A university degree or an MBA often matters earlier in the candidate’s career because an employer can evaluate them based on their ability to learn at a certain level and under time pressure, said Mark Rouse, partner at IQ Partners in Toronto, “whereas you can’t judge them on their work experience because they don’t have any yet, earlier on in their career.”

Even holders of postsecondary certificates or diplomas saw jobless rates inch up, rising from 4.6 percent to 4.9 percent.
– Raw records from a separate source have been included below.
PR #291, opened 2021-11-30
Refine when receiver adaptor forwards completion to inner receiver

ericniebler:
I had a surprise recently. I wrote something morally equivalent to this:

```c++
struct __receiver : receiver_adaptor<__receiver, inner_receiver> {
  template <class... As>
    requires some_condition<As...>
  void set_value(As&&... as) && .......
...
};
```

My intention here had been that if `some_condition<As...>` is not satisfied, that `__receiver` not model `receiver_of<As...>`. But what actually happened is this: `receiver_adaptor` looks for a named member it can use. It doesn't find one (the constraint failed), so it tries to pass the `set_value` signal through to `inner_receiver`.

By some fluke in my case, `inner_receiver` happened to model `receiver_of<As...>` so the set_value signal got passed through, and `__receiver` appeared to model `receiver_of<As...>`, but it behaved strangely.

This PR tweaks `receiver_adaptor` so that if the derived type defines _any_ member `set_value`, regardless of whether it accepts the arguments or not, the forwarding to the inner receiver is disabled. It achieves this with name hiding by defining `set_xxx` type aliases. If `Derived::set_value` names a type (for instance), then we know that there is no named member function `set_value`.

cc'ing @kirkshoop for his thoughts.

### DIFF
--- a/include/execution.hpp
+++ b/include/execution.hpp
@@ -1122,6 +1122,9 @@ namespace std::execution {
       struct __receiver_adaptor {
         class __t : __adaptor_base<Base> {
           friend Derived;
+          using set_value = void;
+          using set_error = void;
+          using set_done = void;
 
           template <class D>
             static decltype(auto) __get_base(D&& self) noexcept {
@@ -1142,11 +1145,11 @@ namespace std::execution {
           }
 
           template <class D = Derived, class... As>
-            requires (!__has_set_value<Derived, As...>) &&
+            requires requires {typename D::set_value;} &&
               receiver_of<__base_t<D>, As...>
           friend void tag_invoke(set_value_t, Derived&& self, As&&... as)
             noexcept(nothrow_receiver_of<__base_t<D>, As...>) {
-            set_value(__get_base((Derived&&) self), (As&&) as...);
+            execution::set_value(__get_base((Derived&&) self), (As&&) as...);
           }
 
           template <class E>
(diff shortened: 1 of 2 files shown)


kirkshoop:
Very clever 😁 

Is this ultimately because of the extra work to allow the receiver to be stored in the adapter?

Actually, now I seem to remember the the forwarding behavior was intended in order for something like then() to not define set_error or set_done because they did not impact its single concern. 

How does this interact with the then() scenario?

Is it better to remove the storage from the adapters entirely (to simplify everything and ensure there are not more edge cases to fix)?

ericniebler:
> Is this ultimately because of the extra work to allow the receiver to be stored in the adapter?

No, it has nothing to do with that.

> Actually, now I seem to remember the the forwarding behavior was intended in order for something like then() to not define set_error or set_done because they did not impact its single concern.

Yes, that's right.

> How does this interact with the then() scenario?

It fixes a bug in the reference implementation of `then`. If the member `set_value()` is ill-formed, `receiver_adaptor` was erroneously looking to pass the `set_value` call to the inner receiver.

The alternative to this diff is to take away the automatic forwarding of the `set_xxx` signals to the inner receiver and require all derived types implement all three signals. This PR is my preference.

ericniebler:
@kirkshoop Any more comments?

kirkshoop (approved):

PR #299, opened 2021-12-03
Elaborate on the history of potentially-eager in the paper.

griwes:


std_execution.bs
```diff
@@ -1325,6 +1325,25 @@ executing their logic eagerly; <i>i.e.</i>, before the returned sender has been
 connected to a receiver and started. These algorithms were removed because eager
 execution has a number of negative semantic and performance implications.
 
+We have originally included this functionality in the paper because of along-standing
```
ericniebler, line 1328:
```suggestion
We have originally included this functionality in the paper because of a long-standing
```

ericniebler (commented):
LGTM, but I don't have a bead on whether this is enough detail to satisfy other accelerator vendors concerned about eager execution.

The broad upward pressure across educational groups points to delayed hiring, reduced mobility, and possibly increased competition in mid-tier professional markets.

In contrast, the unemployment rate for those without a diploma rose only 0.2 points, from 10.5 percent to 10.7 percent. While still the highest overall, this group experienced the smallest YOY increase, suggesting continued hiring in low-barrier sectors like construction, warehousing, and hospitality.

Implications for HR Professionals

  • Educational credentials no longer insulate against unemployment. Employers should review hiring filters that prioritize degrees over direct experience and applied skills.
  • Overqualification friction may rise, especially among college and university grads competing for mid-skill roles. Clear role progression, meaningful onboarding, and job design will be critical.
  • Entry-level hiring conditions are stabilizing, but wage growth and working conditions remain essential for attracting and retaining workers without formal education.